Description of the task —
Could you give back the whole listing exactly as written?

Material provided —
PR #1370, opened 2015-09-16
Rate limit enqueue subjects worker

camallen:
specifically the non-logged in queue, allow only 1 every 10 seconds by default. i have built and setup the config file for this.

### DIFF
--- a/config/initializers/subject_enqueue_config.rb
+++ b/config/initializers/subject_enqueue_config.rb
@@ -1,0 +1,18 @@
+module Panoptes
+  module SubjectEnqueue
+    def self.config
+      @config ||= begin
+                    file = Rails.root.join('config/subject_enqueue_config.yml')
+                    YAML.load(File.read(file))[Rails.env].symbolize_keys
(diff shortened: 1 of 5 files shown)


camallen:
@marten can you take a quick look?

config/initializers/subject_enqueue_config.rb
```diff
@@ -0,0 +1,18 @@
...
+      @config ||= begin
+                    file = Rails.root.join('config/subject_enqueue_config.yml')
+                    YAML.load(File.read(file))[Rails.env].symbolize_keys
+                  rescue Errno::ENOENT, NoMethodError
+                    {  }
+                  end
+    end
+
+    def self.congestion_opts
+      config[:congestion_opts].symbolize_keys
```
marten: Rescuing and defaulting to an empty hash in `config` won't help much if you end up calling symbolize_keys on nil here.

camallen: good point, will fix

marten:
LGTM otherwise

PR #1376, opened 2015-09-17
rate limit data dump workers

camallen:
set to default limit of 1 per day configurable via the yaml file and customizable via a direct overide in the worker class


marten:
Should we have any kind of UI for this to let people know they can't request a new one?

camallen:
probably some text changes in the front end.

Answer —
PR #1370, opened 2015-09-16
Rate limit enqueue subjects worker

camallen:
specifically the non-logged in queue, allow only 1 every 10 seconds by default. i have built and setup the config file for this.

### DIFF
--- a/config/initializers/subject_enqueue_config.rb
+++ b/config/initializers/subject_enqueue_config.rb
@@ -1,0 +1,18 @@
+module Panoptes
+  module SubjectEnqueue
+    def self.config
+      @config ||= begin
+                    file = Rails.root.join('config/subject_enqueue_config.yml')
+                    YAML.load(File.read(file))[Rails.env].symbolize_keys
(diff shortened: 1 of 5 files shown)


camallen:
@marten can you take a quick look?

config/initializers/subject_enqueue_config.rb
```diff
@@ -0,0 +1,18 @@
...
+      @config ||= begin
+                    file = Rails.root.join('config/subject_enqueue_config.yml')
+                    YAML.load(File.read(file))[Rails.env].symbolize_keys
+                  rescue Errno::ENOENT, NoMethodError
+                    {  }
+                  end
+    end
+
+    def self.congestion_opts
+      config[:congestion_opts].symbolize_keys
```
marten: Rescuing and defaulting to an empty hash in `config` won't help much if you end up calling symbolize_keys on nil here.

camallen: good point, will fix

marten:
LGTM otherwise

PR #1376, opened 2015-09-17
rate limit data dump workers

camallen:
set to default limit of 1 per day configurable via the yaml file and customizable via a direct overide in the worker class


marten:
Should we have any kind of UI for this to let people know they can't request a new one?

camallen:
probably some text changes in the front end.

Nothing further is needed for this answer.